Davidson, J., Paul, A., Patel, S., Davenport, M. and Ade-Ajayi, N. (2015) Central Vein Preservation in Critical Venous Access. European Journal of Pediatric Surgery. August 11th. .

Abstract:

Introduction: The lack of suitable veins in children with critical central venous access requirements is a major obstacle to optimal care and is potentially life-threatening. We present outcomes following the use of vein-preserving (VP) surgical techniques, notably the sheath exchange for tunneled lines (SETL).

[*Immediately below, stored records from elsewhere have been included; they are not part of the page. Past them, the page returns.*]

PR #198, opened 2026-08-30
Localize the guest booking flow's error responses, and fix the flaky env-var test

olivierlambert:
Two fixes I flagged during #196/#197 and left unfiled.

## 1. The guest booking flow answered in English

101 failure cases returned a bare English sentence with no page around it — "Event type not found.", "This slot is no longer available.", "This invite link has expired.", "Too many booking attempts." They predate all the localization work, and they are the reason the guest side was not really localized end to end despite #195 asserting it was.

Nineteen distinct messages: sixteen new keys plus two that already existed, translated into all eight locales. **1003 keys per locale now.**

The interesting part was where `lang` comes from. 99 of the 101 sites already had one in scope. Five sat *above* the line where their handler resolves the host's saved language — and at that point the host lookup is precisely what failed, so there is no host language to honour. Those fall back to the visitor's own `Accept-Language`, which is the only thing actually known there. `redirect_team_link_to_team` had no header at all and now takes one.

**Four strings stay English on purpose:** the CSRF rejection, the 500 page, and the OIDC failure. They live in `verify_csrf_token`, `internal_error_*` and `oidc_error_response`, called from ~240 sites between them with no `lang` to thread, and they are diagnostics rather than flow messages — the category #195 put out of scope.

Verified against the running server:

```
/u/nope        en User not found.      de Benutzer nicht gefunden.   pl Nie znaleziono użytkownika.
               et Kasutajat ei leitud. it Utente non trovato.
/team/nope     fr Équipe introuvable.  pt Equipe não encontrada.
```

## 2. The flaky test

`config_general_set_and_clear` has failed on me four times — twice blocking a local commit, once red on #197's Coverage job, once during the pre-push check on `main`.

`commands::config` already had a lock for the runtime-settings environment, and a guard to restore it. But only one of its two tests took the lock, and `caldav`'s allowlist test sets the same process-global variable from a module that cannot see it. A module-local lock cannot serialise against another module.

Both now live in `crate::test_support` and all three tests share them. The sync caldav test uses `blocking_lock()`, which is safe there because a plain `#[test]` has no runtime.

Measured rather than assumed — running the two tests together, 12 times each way:

| | failures in 12 runs |
|---|---:|
| without the lock | **5** |
| with the lock | **0** |

## Notes

- CLAUDE.md now records the rule: any test touching `CALRS_*` takes `ENV_LOCK` and holds an `EnvGuard`, because a module-local lock is what caused this.
- 910 tests, clippy clean.

## Summary by CodeRabbit

- **New Features**
  - Added localized guest booking error messages for unavailable slots, invalid dates and times, invite-link issues, rate limits, unavailable team members, restricted event types, and missing users.
  - Booking and rescheduling error responses now use the visitor’s language when available.
  - Added and updated German, English, Spanish, Estonian, French, Italian, Polish, and Portuguese translations, including phone, SMS, cancellation, and event settings text.
- **Documentation**
  - Updated localization coverage notes and documented intentional English-only messages.


olivierlambert:
Both CodeRabbit findings were valid; fixed in `092382c`.

**The variable-held message was a real miss on my part.** My pass matched `Html("literal".to_string())`, so it walked straight past a site that picks its message with an `if` and passes the binding. A private team's event page was still answering in English. Now it picks a Fluent key instead of a sentence, and the access-control branch is untouched — a public event on a private team still answers "not found" rather than admitting the event exists. I re-scanned for the pattern: that was the only one, and there are now zero `Html(<var>.to_string())` sites.

**The French agreement is also real.** `{ $country } est supposé` cannot agree with an interpolated country name — *la France est supposée*, *le Portugal est supposé*. Rather than pick a gender, I restructured to avoid agreeing with the placeholder at all (`sans le + initial, nous supposons { $country }`), which is what the other six locales already do. Worth noting this line predates the branch; CodeRabbit caught it because the file changed.

### One thing for you to decide

While re-scanning I found an adjacent category I deliberately did **not** touch, because you scoped this to the bare responses:

`render_booking_action_error` already resolves `lang` and renders a properly localized page — but its 22 call sites pass English `title` and `message` literals. So a guest hitting an expired approve/decline/cancel link, or tripping booking validation ("Notes must be 5000 characters or less.", "Additional guests are not allowed for this event type.", "Cannot book more than one year in advance.") gets a nicely-styled page with English text inside it.

Roughly 25–30 distinct strings, one clean mechanism, so about 240 translations. Arguably more visible than the bare responses I just fixed, since these are the paths with page chrome. Say the word and I'll do it in a follow-up.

Materials and Methods: A retrospective, single observer analysis of a prospectively maintained departmental logbook as well as the medical records of patients. Two broad groups of central line replacements were identified; those inserted following removal of a previous line and a traditional “plastic-free” (PF) period and those exchanged without such an interval.

Results: Overall, 19 lines were directly exchanged during the study period and compared with 34 inserted after a PF period. Similar catheter life spans and infection rates were demonstrated in each group; 125 (range, 78-173) days in VP exchanges versus 122 (range, 70-175) days in PF replacements (p = 0.41). Line Sepsis resulting in removal or change of line occurred at 103 (range, 60-147) days in VP group versus 104 (range, 45-164) days in PF (p = 0.73).

Conclusion: For children with critical venous access requirements, direct line exchange procedures are a robust and reproducible means of vein preservation. The outcomes compare favorably with those following the more traditional removal, a PF period and reinsertion.